Each line below is to be copied exactly as it appears.

[Stored data entries]
◇ ◇ ◇ ◇ ◇

PR #5760, opened 2023-09-11
fix: potential sync stuck

SWvheerden:
Description
---
Fixes a potential case where sync process can get stuck

Motivation and Context
---
There exists a potential where latency keeps increasing forever and the local node will be stuck in sync forever. This adds in a max amount of times the local node will try again before exiting.

### DIFF
--- a/base_layer/core/src/base_node/sync/block_sync/synchronizer.rs
+++ b/base_layer/core/src/base_node/sync/block_sync/synchronizer.rs
@@ -50,7 +50,7 @@ use crate::{
 
 const LOG_TARGET: &str = "c::bn::block_sync";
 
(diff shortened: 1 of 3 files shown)


base_layer/core/src/base_node/sync/block_sync/synchronizer.rs
```diff
@@ -50,6 +50,8 @@ use crate::{
 
 const LOG_TARGET: &str = "c::bn::block_sync";
 
+const MAX_LATENCY_INCREASES: usize = 10;
```
hansieodendaal: **Nit**
Maybe these should be less (in all three cases), like 5 times?

hansieodendaal (approved):
utACK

◇ ◇ ◇ ◇ ◇

Solved problem:
PR #5760, opened 2023-09-11
fix: potential sync stuck

SWvheerden:
Description
---
Fixes a potential case where sync process can get stuck

Motivation and Context
---
There exists a potential where latency keeps increasing forever and the local node will be stuck in sync forever. This adds in a max amount of times the local node will try again before exiting.

### DIFF
--- a/base_layer/core/src/base_node/sync/block_sync/synchronizer.rs
+++ b/base_layer/core/src/base_node/sync/block_sync/synchronizer.rs
@@ -50,7 +50,7 @@ use crate::{
 
 const LOG_TARGET: &str = "c::bn::block_sync";
 
(diff shortened: 1 of 3 files shown)


base_layer/core/src/base_node/sync/block_sync/synchronizer.rs
```diff
@@ -50,6 +50,8 @@ use crate::{
 
 const LOG_TARGET: &str = "c::bn::block_sync";
 
+const MAX_LATENCY_INCREASES: usize = 10;
```
hansieodendaal: **Nit**
Maybe these should be less (in all three cases), like 5 times?

hansieodendaal (approved):
utACK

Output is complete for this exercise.